PR #15686, opened 2026-08-13
teams: smoother task json testing (fixes #15783)

### LINKED ISSUE #15783: 🧪 test: Add unit tests for TeamTask fromJson mapping
🎯 **What:** The testing gap addressed was an untested `TeamTask.fromJson` parsing method. It implicitly accessed fields from generic `JsonObject` instances which is error-prone.
  📊 **Coverage:** The tests now comprehensively cover: 1) the "happy path" with valid and fully populated data, 2) handling scenarios with missing nested `_id` values (specifically assignee), and 3) handling cases with completely empty data objects to ensure defaults are applied without crashing.
  ✨ **Result:** Enhanced test suite coverage for data models and increased regression safety for future modifications to `Te

dogi:
🎯 **What:** The testing gap addressed was an untested `TeamTask.fromJson` parsing method. It implicitly accessed fields from generic `JsonObject` instances which is error-prone.
  📊 **Coverage:** The tests now comprehensively cover: 1) the "happy path" with valid and fully populated data, 2) handling scenarios with missing nested `_id` values (specifically assignee), and 3) handling cases with completely empty data objects to ensure defaults are applied without crashing.
  ✨ **Result:** Enhanced test suite coverage for data models and increased regression safety for future modifications to `TeamTask`.

---
*PR created automatically by Jules for task [6682418883245391685](https://jules.google.com/task/6682418883245391685) started by @dogi*


dogi:
**Review — rating: 74/100**

CI green on all three checks. The `fromJson` coverage is worth having and the Robolectric approach is sound — but this PR and #15685 both **create the same file**, so they cannot both merge.

**The collision**

Both add `app/src/test/java/org/ole/planet/myplanet/model/TeamTaskTest.kt` declaring `class TeamTaskTest`. Git sees an add/add conflict, and even a hand-resolved merge wouldn't compile — one source set can't hold two classes with that fully-qualified name.

The content isn't duplicated: #15685 covers `serialize`, this covers `fromJson` mapping. Both sets of tests should survive; they just have to live in one file.

**The approaches differ in a way that needs a decision, not a merge.** This PR uses `@RunWith(RobolectricTestRunner::class)` so `TextUtils` behaves for real; #15685 uses `mockkStatic(TextUtils::class)` instead. A single class can only have one runner. My preference is this PR's approach — real `TextUtils` beats a mocked one, and it drops the `mockkStatic`/`unmockkAll` scaffolding entirely — but Robolectric is the slower runner, so it's a legitimate trade either way.

**Suggested resolution:** #15685 is the lower number and is otherwise ready, so let it land first, then rebase this one to *add* the `fromJson` tests to the now-existing file rather than creating it. If you'd rather keep Robolectric as the runner, say so on #15685 and swap the two — either order works, but the second PR has to become an edit rather than an add.

The tests themselves are fine: `assertNull` coverage for absent fields is the part most often skipped, and it's here.

**Verdict:** good tests blocked by a file conflict. Rebase onto #15685's file and this is ready.

---

dogi:
**Review — rating: 86/100**

I checked every assertion against `TeamTask.serialize` / `TeamTask.fromJson` rather than trusting green CI, and they all pin real behavior:

- `_id = ""` exercising the `if (!TextUtils.isEmpty(task._id))` guard, asserting **both** `_id` and `_rev` are absent — that guard controls two properties and the test covers both.
- `assignee` as an empty *string* in the null-user case vs. a nested object otherwise. That asymmetry (`addProperty("assignee", "")` vs `add("assignee", user.serialize())`) is exactly the sort of thing that gets "cleaned up" into a null and silently breaks the server contract. Good thing to have locked down.
- `task.teamId` derived from `link.teams` — a field that's easy to break because it's read from a *nested* object rather than the top level.
- The `assignee` object present but `_id` missing → `assignee` stays null, covering the `if (user.has("_id"))` branch.
- Empty-`JsonObject` round trip asserting `link` and `sync` become `"{}"` rather than null or `""`.

`@RunWith(RobolectricTestRunner::class)` is genuinely required here — `serialize` calls `TextUtils.isEmpty`, which is a stub outside Robolectric. Not gratuitous.

**One gap worth filling, because it likely exposes a real bug.** Nothing covers `serialize` when `task.sync` or `task.link` is null:

```kotlin
`object`.add("sync", JsonUtils.gson.fromJson(task.sync, JsonObject::class.java))
```

`gson.fromJson(null, …)` returns null, and `JsonObject.add` converts a null element to `JsonNull`. So a task with no sync/link data serializes to `"sync": null` and gets uploaded that way. These fields come off a Room entity where null is entirely reachable. A test asserting the current behavior would document it; if the intended output is `{}` or an omitted key, the test fails and you've found something. Either outcome is more useful than the current silence.

**Blocking issue that isn't about the code: this collides head-on with #15685.**

Both PRs add `app/src/test/java/org/ole/planet/myplanet/model/TeamTaskTest.kt` as a **new file**. That's an add/add conflict — whichever merges second cannot merge at all without manual resolution.

And it isn't a partial overlap. #15685's `testSerialize_withUser` and `testSerialize_withoutUser` are the same two tests with the same assertions as the first two here. **#15686 is a strict superset of #15685** — same serialize coverage, plus three `fromJson` tests and 65 more lines.

The commit message here says "Merge fromJson tests into existing file", which suggests the intent was to land on top of #15685's file. That didn't happen — this is still a standalone new file, so the conflict stands.

**Recommendation: land this one and close #15685.** Everything #15685 contributes is already here, so closing it costs nothing and merging it first only creates a rebase for this PR. I've commented on #15685 to that effect. (Flagging only — I don't close PRs.)

**Verdict:** `ready` on the merits. The tests are accurate, cover the branches that matter, and use Robolectric for a real reason. Resolve the overlap with #15685 before merging, and consider adding the null `sync`/`link` case.

---

Okuro3499 (approved):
____
* **INSTRUCTIONS TO FOLLOW**
Reproduce the full block of data exactly, omitting nothing.

* **RESULT OF THE TASK**
PR #15686, opened 2026-08-13
teams: smoother task json testing (fixes #15783)

### LINKED ISSUE #15783: 🧪 test: Add unit tests for TeamTask fromJson mapping
🎯 **What:** The testing gap addressed was an untested `TeamTask.fromJson` parsing method. It implicitly accessed fields from generic `JsonObject` instances which is error-prone.
  📊 **Coverage:** The tests now comprehensively cover: 1) the "happy path" with valid and fully populated data, 2) handling scenarios with missing nested `_id` values (specifically assignee), and 3) handling cases with completely empty data objects to ensure defaults are applied without crashing.
  ✨ **Result:** Enhanced test suite coverage for data models and increased regression safety for future modifications to `Te

dogi:
🎯 **What:** The testing gap addressed was an untested `TeamTask.fromJson` parsing method. It implicitly accessed fields from generic `JsonObject` instances which is error-prone.
  📊 **Coverage:** The tests now comprehensively cover: 1) the "happy path" with valid and fully populated data, 2) handling scenarios with missing nested `_id` values (specifically assignee), and 3) handling cases with completely empty data objects to ensure defaults are applied without crashing.
  ✨ **Result:** Enhanced test suite coverage for data models and increased regression safety for future modifications to `TeamTask`.

---
*PR created automatically by Jules for task [6682418883245391685](https://jules.google.com/task/6682418883245391685) started by @dogi*


dogi:
**Review — rating: 74/100**

CI green on all three checks. The `fromJson` coverage is worth having and the Robolectric approach is sound — but this PR and #15685 both **create the same file**, so they cannot both merge.

**The collision**

Both add `app/src/test/java/org/ole/planet/myplanet/model/TeamTaskTest.kt` declaring `class TeamTaskTest`. Git sees an add/add conflict, and even a hand-resolved merge wouldn't compile — one source set can't hold two classes with that fully-qualified name.

The content isn't duplicated: #15685 covers `serialize`, this covers `fromJson` mapping. Both sets of tests should survive; they just have to live in one file.

**The approaches differ in a way that needs a decision, not a merge.** This PR uses `@RunWith(RobolectricTestRunner::class)` so `TextUtils` behaves for real; #15685 uses `mockkStatic(TextUtils::class)` instead. A single class can only have one runner. My preference is this PR's approach — real `TextUtils` beats a mocked one, and it drops the `mockkStatic`/`unmockkAll` scaffolding entirely — but Robolectric is the slower runner, so it's a legitimate trade either way.

**Suggested resolution:** #15685 is the lower number and is otherwise ready, so let it land first, then rebase this one to *add* the `fromJson` tests to the now-existing file rather than creating it. If you'd rather keep Robolectric as the runner, say so on #15685 and swap the two — either order works, but the second PR has to become an edit rather than an add.

The tests themselves are fine: `assertNull` coverage for absent fields is the part most often skipped, and it's here.

**Verdict:** good tests blocked by a file conflict. Rebase onto #15685's file and this is ready.

---

dogi:
**Review — rating: 86/100**

I checked every assertion against `TeamTask.serialize` / `TeamTask.fromJson` rather than trusting green CI, and they all pin real behavior:

- `_id = ""` exercising the `if (!TextUtils.isEmpty(task._id))` guard, asserting **both** `_id` and `_rev` are absent — that guard controls two properties and the test covers both.
- `assignee` as an empty *string* in the null-user case vs. a nested object otherwise. That asymmetry (`addProperty("assignee", "")` vs `add("assignee", user.serialize())`) is exactly the sort of thing that gets "cleaned up" into a null and silently breaks the server contract. Good thing to have locked down.
- `task.teamId` derived from `link.teams` — a field that's easy to break because it's read from a *nested* object rather than the top level.
- The `assignee` object present but `_id` missing → `assignee` stays null, covering the `if (user.has("_id"))` branch.
- Empty-`JsonObject` round trip asserting `link` and `sync` become `"{}"` rather than null or `""`.

`@RunWith(RobolectricTestRunner::class)` is genuinely required here — `serialize` calls `TextUtils.isEmpty`, which is a stub outside Robolectric. Not gratuitous.

**One gap worth filling, because it likely exposes a real bug.** Nothing covers `serialize` when `task.sync` or `task.link` is null:

```kotlin
`object`.add("sync", JsonUtils.gson.fromJson(task.sync, JsonObject::class.java))
```

`gson.fromJson(null, …)` returns null, and `JsonObject.add` converts a null element to `JsonNull`. So a task with no sync/link data serializes to `"sync": null` and gets uploaded that way. These fields come off a Room entity where null is entirely reachable. A test asserting the current behavior would document it; if the intended output is `{}` or an omitted key, the test fails and you've found something. Either outcome is more useful than the current silence.

**Blocking issue that isn't about the code: this collides head-on with #15685.**

Both PRs add `app/src/test/java/org/ole/planet/myplanet/model/TeamTaskTest.kt` as a **new file**. That's an add/add conflict — whichever merges second cannot merge at all without manual resolution.

And it isn't a partial overlap. #15685's `testSerialize_withUser` and `testSerialize_withoutUser` are the same two tests with the same assertions as the first two here. **#15686 is a strict superset of #15685** — same serialize coverage, plus three `fromJson` tests and 65 more lines.

The commit message here says "Merge fromJson tests into existing file", which suggests the intent was to land on top of #15685's file. That didn't happen — this is still a standalone new file, so the conflict stands.

**Recommendation: land this one and close #15685.** Everything #15685 contributes is already here, so closing it costs nothing and merging it first only creates a rebase for this PR. I've commented on #15685 to that effect. (Flagging only — I don't close PRs.)

**Verdict:** `ready` on the merits. The tests are accurate, cover the branches that matter, and use Robolectric for a real reason. Resolve the overlap with #15685 before merging, and consider adding the null `sync`/`link` case.

---

Okuro3499 (approved):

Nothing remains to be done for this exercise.